**Task item:** How many lines in the records below contain the string "what"? Answer with the number alone.

-- Opening Marker --

PR #4472, opened 2024-02-14
Post 3.27.0 Release Script Improvements

iguessthislldo:
- Replace `--upload-shapes-demo` with `--upload-artifacts`, which will now upload the RTPS interop test in addition to the shapes demo.
- `--upload-shapes-demo`, now `--upload-artifacts` was unable to download artifacts from workflows. [This GitHub discussion answer](https://github.com/orgs/community/discussions/88698#discussioncomment-8252538) provided an overview of the issue. The artifact download URL was being redirected to an internal Microsoft one which rejects GitHub authentication. The solution was to use the `download` function instead of PitHub and make a special case where it detects the failed redirect and retries it without authentication.
- Replace the multiple `die_with_stack_trace` functions with a single implementation called `trace`. Also fixed the confusing off-by-one error in the output.
- Replaced invalid usage of `$?` with `$!`.

### DIFF
--- a/docs/internal/release.rst
+++ b/docs/internal/release.rst
@@ -376,7 +376,7 @@ Upload Artifacts from Release Workflows
 
     This should only be done for the :ref:`latest release <release-latest-release>`.
 
-During the release script there are steps that trigger :ref:`release workflows <release-workflows>` on GitHub Actions and print out links to the runs.
+The release script has steps that trigger :ref:`release workflows <release-workflows>` on GitHub Actions and print out links to the runs.
 After they have finished successfully, run the release script with the version and workspace arguments and the ``--upload-artifacts`` option.
 If the workflows are still in progress it will say so and give the links again.
 If the workflows were successful, it will download the artifacts, package them, and upload them to GitHub.
--- a/docs/internal/release.rst
+++ b/docs/internal/release.rst
@@ -161,6 +161,8 @@ To do this follow these steps:
 
 The release script will merge ``website-next-release`` into ``gh-pages`` on the ``OpenDDS/OpenDDS`` repository during the release process.
 
+.. _release-workflows:
+
 Check if GHA Workflows need Updating
 ====================================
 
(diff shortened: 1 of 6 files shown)


tools/scripts/gitrelease.pl
```diff
@@ -286,25 +277,46 @@ sub create_dummy_release_file {
...
 sub new_pithub {
   my $settings = shift();
+  my %args = @_;
+  my $needs_token = $args{needs_token} // 0;
+  my $user = $args{user};
+  my $repo = $args{repo};
+
+  if (defined($user) || defined($repo)) {
+    # We need to create another Pithub object, make a copy of settings for this.
+    $settings = {%{$settings}};
```
mitza-oci, line 294: I don't know if I've seen this Perl construct before. Is it the same as `$settings = \%{$settings};` (if that even works)?
May also be good to use two different variables.

docs/internal/release.rst
```diff
@@ -208,8 +210,10 @@ Before Running the Release Script
     - Git version 2.5 or later
     - :ref:`Python 3 for News Generation <docs-requirements>`
 
-  - Your GitHub account has been added as a member of the `OpenDDS organization <https://github.com/OpenDDS>`__ with the appropriate permissions.
+  - Your GitHub account meets the following requirements:
 
+    - It has been added as a member of the `OpenDDS organization <https://github.com/OpenDDS>`__ with the appropriate permissions.
+    - It has permissions to update the release artifacts for the `OMG RTPS Interop repo <https://github.com/omg-dds/dds-rtps>`__ for :ref:`release-upload-artifacts`.
```
mitza-oci, line 216: If the release script command-line arguments indicate that the user want to try uploading, but the user doesn't actually have permissions, does the release continue with a warning or error out?

jrw972 (approved):

tools/scripts/gitrelease.pl
iguessthislldo: I'm not sure what `$settings = \%{$settings};` is supposed to do, but here I'm dereferencing settings and putting the values in a new hash. I don't think I can make two separate variables because usage of copied settings is conditional.

docs/internal/release.rst
iguessthislldo: This is happening after the release proper and it will error when it tries to upload to GitHub.

mitza-oci (approved):

iguessthislldo:
This needs `--help` changed and probably would be good if could detect if one the artifacts was already uploaded. Right now it gives an error if it tries to upload an artifact again.

mitza-oci (approved):

PR #4475, opened 2024-02-14
`load_transport_configuration` uses `ACE_Configuration_Heap`

jrw972:
Problem
-------

`load_transport_configuration` uses `ACE_Configuration_Heap` and `ACE_Configuration_Heap` is being removed where possible as part of #4134.

Solution
--------

Simplify the arguments to only have the file name.

### DIFF
--- a/dds/DCPS/transport/framework/TransportRegistry.cpp
+++ b/dds/DCPS/transport/framework/TransportRegistry.cpp
@@ -86,236 +86,122 @@ TransportRegistry::TransportRegistry()
   lib_directive_map_["repository"] = "dynamic OpenDDS_InfoRepoDiscovery Service_Object * OpenDDS_InfoRepoDiscovery:_make_IRDiscoveryLoader()";
 }
 
-int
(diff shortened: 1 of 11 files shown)


dds/DCPS/transport/framework/TransportRegistry.cpp
```diff
@@ -86,236 +86,122 @@ TransportRegistry::TransportRegistry()
...
+       pos != limit; ++pos) {
+    TransportInst_rch inst = get_inst(*pos);
+    if (!inst) {
+      if (log_level >= LogLevel::Error) {
+        ACE_ERROR((LM_ERROR,
+                   "(%P|%t) TransportRegistry::load_transport_configuration: "
+                   "The inst (%C) in [config/%C] section is undefined.\n",
+                   pos->c_str(), config->name().c_str()));
+      }
+      return -1;
```
iguessthislldo, line 160:
```suggestion
      return false;
```

iguessthislldo (changes requested):

PR #4487, opened 2024-02-23
Allow Compiling with CMake and C++03

iguessthislldo:
This continues the work started in https://github.com/OpenDDS/OpenDDS/pull/4481 and tries to correctly handle C++ standards in all CMake support. Previously the CMake support was agnostic towards C++ standards, but this meant that building with CMake didn't have a way of differentiating C++ standards. Now we can detect C++ standard support and should be able to build ACE accordingly.

Also:
- Added `OPENDDS_CXX_STD_YEAR` CMake variable for easy checking of C++ standard support.
- In addition to passing `CMAKE_CXX_STANDARD` to the ACE/TAO MPC build, it will also now pass `CMAKE_CXX_COMPILER`.
- Removed need for `cmake/detect_ace.pl`
- Some of the changes originally in https://github.com/OpenDDS/OpenDDS/pull/4374
  - MPC location message will now say when it wasn't set.
  - Split adding of tests between different directories.


CMakeLists.txt
```diff
@@ -102,7 +102,7 @@ if(OPENDDS_XERCES3)
 endif()
 if(OPENDDS_SECURITY)
   add_subdirectory(dds/DCPS/security)
-  if(OPENDDS_BUILT_IN_TOPICS)
+  if(OPENDDS_BUILT_IN_TOPICS AND NOT OPENDDS_CXX_STD_YEAR LESS 2011)
     add_subdirectory(tools/dds/rtpsrelaylib)
     add_subdirectory(tools/rtpsrelay)
```
mitza-oci, line 107: I don't mind this strategy but I think we should consider (maybe for a future PR) adding all the subdirectories and letting per-target properties determine what gets built

cmake/configure_ace_tao.pl
```diff
@@ -100,6 +101,12 @@ sub read_file {
   my $platform_macros_path = "$values{ace}/include/makeinclude/platform_macros.GNU";
   open(my $platform_macros_file, '>', $platform_macros_path)
     or die("Failed to open $platform_macros_path: $!");
+  if ($values{compiler}) {
+    for my $var ('CC', 'CXX', 'LD') {
+      print $platform_macros_file ("$var = $values{compiler}\n");
+    }
+  }
+  print $platform_macros_file ("CCFLAGS += \$(opendds_cmake_std)\n");
```
mitza-oci, line 109: These look kind of odd with a parenthesized expression that's just a single string

CMakeLists.txt
iguessthislldo: This pattern comes from the CMake tests. I think the rational was if you wanted to configure a project individually, it would check the requirements and fail to configure. You can't really configure the non-test OpenDDS projects individually though, so maybe... The only issue I have with it is I'd like the tests current setup to remain because I think it definitely makes sense for the tests. So having having them act differently might be confusing.

cmake/configure_ace_tao.pl
iguessthislldo: A bit, but it's how Perl requires parentheses to be used with `print`. It's not much different looking from `foreach` loops though.

CMakeLists.txt
mitza-oci: I think it would be easier to manage if it were consistently done on a target/properties evaluation basis and not imperative logic around which subdirectories are added.  A variable that's something like `BUILD_THE_TESTS` is very clearly tied to `add_subdirectory(tests)` so that's fine.

cmake/configure_ace_tao.pl
mitza-oci: I guess was expecting no parens when they don't add meaning or clarity, but it's subjective.  Perl is TMTOWTDI to a fault.

PR #768, opened 2021-12-01
chore(java7,clirr): make clirr to compare vs 2.x

minherz:
by default clirr plugin compares vs. latest (for maven) release of the package which is (for logging) 3.x.
java7 branch builds 2.x versions (current 2.4.0). this change customizes clirr configuration for logging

-- Closing Marker --

**Answer box:** 2